Aim of the task → Once you reach the line containing "features = features.trim();" in the entries below, write out that line and each one after it down to the line containing "entity information accordingly", exactly and with nothing added.

--- START ---

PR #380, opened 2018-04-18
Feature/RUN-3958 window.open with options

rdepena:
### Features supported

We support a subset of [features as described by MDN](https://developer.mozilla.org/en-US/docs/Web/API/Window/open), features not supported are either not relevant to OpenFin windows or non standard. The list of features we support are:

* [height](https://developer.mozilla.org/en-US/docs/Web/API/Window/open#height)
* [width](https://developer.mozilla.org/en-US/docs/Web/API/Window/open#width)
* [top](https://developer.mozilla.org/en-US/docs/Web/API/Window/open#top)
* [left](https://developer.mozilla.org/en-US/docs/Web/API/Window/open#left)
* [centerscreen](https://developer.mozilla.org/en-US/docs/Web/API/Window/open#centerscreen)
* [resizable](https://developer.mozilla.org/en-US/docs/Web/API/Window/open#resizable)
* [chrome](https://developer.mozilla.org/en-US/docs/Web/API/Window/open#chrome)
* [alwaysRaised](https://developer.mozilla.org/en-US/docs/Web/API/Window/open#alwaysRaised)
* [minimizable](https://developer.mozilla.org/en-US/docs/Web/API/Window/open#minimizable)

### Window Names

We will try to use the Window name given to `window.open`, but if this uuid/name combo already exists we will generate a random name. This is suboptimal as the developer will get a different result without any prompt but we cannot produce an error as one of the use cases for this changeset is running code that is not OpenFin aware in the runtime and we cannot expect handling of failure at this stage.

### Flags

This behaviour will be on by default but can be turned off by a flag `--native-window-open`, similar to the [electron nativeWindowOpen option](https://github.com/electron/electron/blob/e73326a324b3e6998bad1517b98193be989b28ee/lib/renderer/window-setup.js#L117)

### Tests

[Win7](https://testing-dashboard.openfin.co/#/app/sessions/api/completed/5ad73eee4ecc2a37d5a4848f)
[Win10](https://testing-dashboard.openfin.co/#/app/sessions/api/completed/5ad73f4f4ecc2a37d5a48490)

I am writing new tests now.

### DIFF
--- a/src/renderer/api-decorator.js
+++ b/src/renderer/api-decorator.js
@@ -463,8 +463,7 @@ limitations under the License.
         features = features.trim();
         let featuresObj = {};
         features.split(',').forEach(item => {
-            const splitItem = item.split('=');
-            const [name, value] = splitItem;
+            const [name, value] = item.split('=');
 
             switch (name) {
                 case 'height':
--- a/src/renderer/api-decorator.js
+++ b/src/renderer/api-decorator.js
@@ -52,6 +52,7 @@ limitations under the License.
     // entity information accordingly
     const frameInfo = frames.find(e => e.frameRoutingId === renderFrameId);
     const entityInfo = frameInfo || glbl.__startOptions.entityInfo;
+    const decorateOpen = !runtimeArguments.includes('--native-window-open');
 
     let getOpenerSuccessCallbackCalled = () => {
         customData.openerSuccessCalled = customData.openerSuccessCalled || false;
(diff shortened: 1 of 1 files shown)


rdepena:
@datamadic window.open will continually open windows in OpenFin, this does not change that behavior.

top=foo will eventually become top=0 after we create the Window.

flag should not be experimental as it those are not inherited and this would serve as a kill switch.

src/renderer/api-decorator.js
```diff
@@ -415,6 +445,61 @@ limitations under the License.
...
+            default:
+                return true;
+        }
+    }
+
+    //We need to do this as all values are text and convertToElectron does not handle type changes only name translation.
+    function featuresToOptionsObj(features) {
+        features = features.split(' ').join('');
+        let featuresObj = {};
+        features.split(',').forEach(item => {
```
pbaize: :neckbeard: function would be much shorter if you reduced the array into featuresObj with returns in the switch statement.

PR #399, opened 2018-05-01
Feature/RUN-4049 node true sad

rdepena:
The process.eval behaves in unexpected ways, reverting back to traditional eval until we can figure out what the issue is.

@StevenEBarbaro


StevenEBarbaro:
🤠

--- END ---

Response to the task →
         features = features.trim();
         let featuresObj = {};
         features.split(',').forEach(item => {
-            const splitItem = item.split('=');
-            const [name, value] = splitItem;
+            const [name, value] = item.split('=');
 
             switch (name) {
                 case 'height':
--- a/src/renderer/api-decorator.js
+++ b/src/renderer/api-decorator.js
@@ -52,6 +52,7 @@ limitations under the License.
     // entity information accordingly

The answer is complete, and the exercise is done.